__Records for the exercise__.
PR #514, opened 2020-05-15
Able to execute document search as GET http method

Yoann-Abbes:
## What does this PR do?
[Jira ticket](https://jira.kaliop.net/browse/KZL-1493)

This PR provides the possibility to execute a `document:search` with the GET http verb

Create a `nyc-open-data' index` and `yellow-taxi` collection.
Create some files with 2 containing field `{name:"ok"}`
Execute this code

Remove the `verb` option and/or change it to `POST` and re-execute the code

By default, `document:search` is still POST

```js
const { Kuzzle, Http } = require('kuzzle-sdk');

const kuzzle = new Kuzzle(
  new Http(`localhost`, { port: 7512})
);

async function main () {

  try {
  	await kuzzle.connect();

        const response = await kuzzle.document.search(
      'nyc-open-data',
      'yellow-taxi',
      {
        query:{
            term: {
              name: 'ok'
            }
          }
        },{verb: 'GET'}
    );

    console.log(`Successfully get ${response.total} documents`);
  } catch (error) {
    console.error(error);
  }
}

main()
```
### Other changes

update Mocha to [7.2.0](https://github.com/mochajs/mocha/releases/tag/v7.2.0)
update codecov to 3.7.0

### Boyscout

Removes an unused url who was in conflict with `collection:update` url
Fix eslint version for the documentation CI

### DIFF
--- a/src/controllers/Document.js
+++ b/src/controllers/Document.js
@@ -188,19 +188,20 @@ class DocumentController extends BaseController {
   }
 
   _search (index, collection, body = {}, options = {}) {
+    if (options.verb && options.verb.toLowerCase() === 'get') {
+      body = {query: body};
+    }
     const request = {
       index,
       collection,
       body,
       action: 'search',
     };
-
-    for (const opt of ['from', 'size', 'scroll', 'verb']) {
+    for (const opt of ['from', 'size', 'scroll']) {
       request[opt] = options[opt];
     }
 
     const opts = { verb: options.verb || 'POST', ...options };
-
     return this.query(request, opts)
       .then(response => ({ response, request, opts }));
   }
--- a/src/controllers/Document.js
+++ b/src/controllers/Document.js
@@ -1,4 +1,5 @@
 const BaseController = require('./Base');
+const HttpProtocol = require('../protocols/Http');
 const DocumentSearchResult = require('../core/searchResult/Document');
 
 class DocumentController extends BaseController {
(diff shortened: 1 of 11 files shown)


src/controllers/Document.js
```diff
@@ -195,11 +195,11 @@ class DocumentController extends BaseController {
       action: 'search',
     };
 
-    for (const opt of ['from', 'size', 'scroll']) {
+    for (const opt of ['from', 'size', 'scroll', 'verb']) {
```
Aschen, line 198: You don't need to pass the verb as an argument since the `verb` option on query will change the http verb
```suggestion
    for (const opt of ['from', 'size', 'scroll']) {
```

src/protocols/routes.json
```diff
@@ -76,10 +76,6 @@
       "verb": "POST",
       "url": "/:index/:collection/_create"
     },
-    "search": {
```
Aschen, line 79: You should add the new route

src/controllers/Document.js
```diff
@@ -188,7 +189,10 @@ class DocumentController extends BaseController {
   }
 
   _search (index, collection, body = {}, options = {}) {
-    if (options.verb && options.verb.toLowerCase() === 'get') {
+    if ( this._kuzzle.protocol instanceof HttpProtocol
```
Aschen, line 192: It would be better to have a `name` property on the protocol objects

Yoann-Abbes: yes thanks, I was wondering

scottinet:
Seriously?
You added the getter, but you still use the class "private" property directly...

Yoann-Abbes:
> Seriously?
> You did add the getter, but you still use the class "private" property directly...

sorry, went too fast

__What the exercise asks__. How many lines of the material above hold "verb"? Answer with that number alone.

__Problem solution__. 10